# A Little Irish Humor



## bwsmith_2000 (Mar 23, 2006)

Two men were sitting next to each other at a bar.

After a while, one guy looks at the other and says,
"I can't help but think, from listening to you, that
you're from Ireland"
The other guy responds proudly, "Yes, that I am!"

The first guy says, "So am I! 
And where about in Ireland might you be from?" 
The other guy answers, "I'm from Dublin, I am."

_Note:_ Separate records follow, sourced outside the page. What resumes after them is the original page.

PR #197, opened 2024-12-30
Suppress env frame errors; serialize logprob

sidnarayanan:
1. `TrajectoryFileCallback` changes assumed that all envs implemented `export_frame()`; this loosens that assumption
2. Serializing logprobs when dumping `OpResult`s

### DIFF
--- a/ldp/data_structures.py
+++ b/ldp/data_structures.py
@@ -123,7 +123,7 @@ class Trajectory(BaseModel):
             traj = cls(traj_id=json.loads(next(reader)))
             for json_line in reader:
                 data = json.loads(json_line)
-                # logprob may have been serialized, but cnanot be passed to
+                # logprob may have been serialized, but cannot be passed to
                 # OpResult, so remove it here.
                 with suppress(KeyError):
                     data["action"].pop("logprob")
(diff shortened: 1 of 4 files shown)


ldp/data_structures.py
```diff
@@ -121,7 +122,12 @@ def from_jsonl(cls, filename: str | os.PathLike) -> Self:
             reader = iter(f)
             traj = cls(traj_id=json.loads(next(reader)))
             for json_line in reader:
-                traj.steps.append(Transition(**json.loads(json_line)))
+                data = json.loads(json_line)
+                # logprob may have been serialized, but cnanot be passed to
+                # OpResult, so remove it here.
+                with suppress(KeyError):
+                    data["action"].pop("logprob")
```
jamesbraza, line 129: Why can `logprob` not be passed to `OpResult`'s action?

Also, typo in "cannot"

jamesbraza (approved):
Nice work, one less annoyance in the system (`export_frame` issues)

ldp/data_structures.py
sidnarayanan: `logprob` is a property that we extract from the OpCtx, not an attribute of the OpResult, so there's no way to set it on OpResult deserialization - the correct thing to do is also hydrate the OpCtx from the backend.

The first guy responds, "Sure and begora, and
so am I! And what street did you live on in Dublin?" 
The other guy says, "A lovely little area it was. I lived
on McCleary Street in the old central part
of town."
The first guy says, "Faith & it's a small world, so
did I! So did I! And to what school would you have
been going?" 
The other guy answers, "Well now, I went to
St. Mary's of course."
The first guy gets really excited and says,
"And so did I. Tell me, in what year did you graduate?" 
The other guy answers, "Well, now, let's see, I 
graduated in 1964."
The first guy exclaims, "The Good Lord must be
smiling down upon us! I can hardly believe our good
luck at winding up in the same bar tonight. Can you
believe it, I graduated from St. Mary's in 1964 my own self."
About this time, Vicky walks into the bar, sits down,
and orders a beer.
Brian, the bartender, walks over to Vicky, shaking his
head & mutters, "It's going to be a long night tonight."
Vicky asks, "Why do you say that, Brian?" 

"The Murphy twins are drunk again."


----------